▶ [Exercise]
Return every line from the one with "refactor(ditsmod): added test" through the one with "Tests failed due to Docker Auth timeout.", inclusive, exactly as it appears below.

Segment Open

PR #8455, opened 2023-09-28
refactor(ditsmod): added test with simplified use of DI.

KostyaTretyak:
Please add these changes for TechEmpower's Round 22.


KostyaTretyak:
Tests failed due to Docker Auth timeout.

Segment Closed
Segment Open

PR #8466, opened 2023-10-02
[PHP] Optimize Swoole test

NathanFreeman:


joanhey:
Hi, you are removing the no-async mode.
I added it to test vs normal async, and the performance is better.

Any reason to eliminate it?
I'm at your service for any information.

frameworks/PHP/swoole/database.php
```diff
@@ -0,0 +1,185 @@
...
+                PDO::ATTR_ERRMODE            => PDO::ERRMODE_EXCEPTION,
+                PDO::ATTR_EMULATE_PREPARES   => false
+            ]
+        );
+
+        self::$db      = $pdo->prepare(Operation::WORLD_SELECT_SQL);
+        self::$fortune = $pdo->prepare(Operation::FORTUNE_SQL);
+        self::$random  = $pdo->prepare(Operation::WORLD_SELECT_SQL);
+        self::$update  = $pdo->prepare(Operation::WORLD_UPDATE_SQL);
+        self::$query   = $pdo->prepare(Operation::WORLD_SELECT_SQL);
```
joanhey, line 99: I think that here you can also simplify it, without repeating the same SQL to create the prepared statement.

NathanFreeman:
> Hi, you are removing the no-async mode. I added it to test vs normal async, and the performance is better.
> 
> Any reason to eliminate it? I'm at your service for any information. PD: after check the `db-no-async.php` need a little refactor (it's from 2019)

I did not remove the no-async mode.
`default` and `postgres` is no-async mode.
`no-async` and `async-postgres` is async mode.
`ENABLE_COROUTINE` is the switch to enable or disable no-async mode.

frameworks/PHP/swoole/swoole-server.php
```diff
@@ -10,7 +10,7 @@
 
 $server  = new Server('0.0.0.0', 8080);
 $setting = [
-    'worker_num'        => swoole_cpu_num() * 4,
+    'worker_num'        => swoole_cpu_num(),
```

Segment Closed
Segment Open

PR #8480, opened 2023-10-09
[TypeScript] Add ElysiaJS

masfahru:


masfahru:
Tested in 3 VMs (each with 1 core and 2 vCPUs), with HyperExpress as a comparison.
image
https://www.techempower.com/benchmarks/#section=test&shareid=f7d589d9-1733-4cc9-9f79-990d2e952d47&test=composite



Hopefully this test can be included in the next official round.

Segment Closed

▶ [Answer to this problem]
refactor(ditsmod): added test with simplified use of DI.

KostyaTretyak:
Please add these changes for TechEmpower's Round 22.


KostyaTretyak:
Tests failed due to Docker Auth timeout.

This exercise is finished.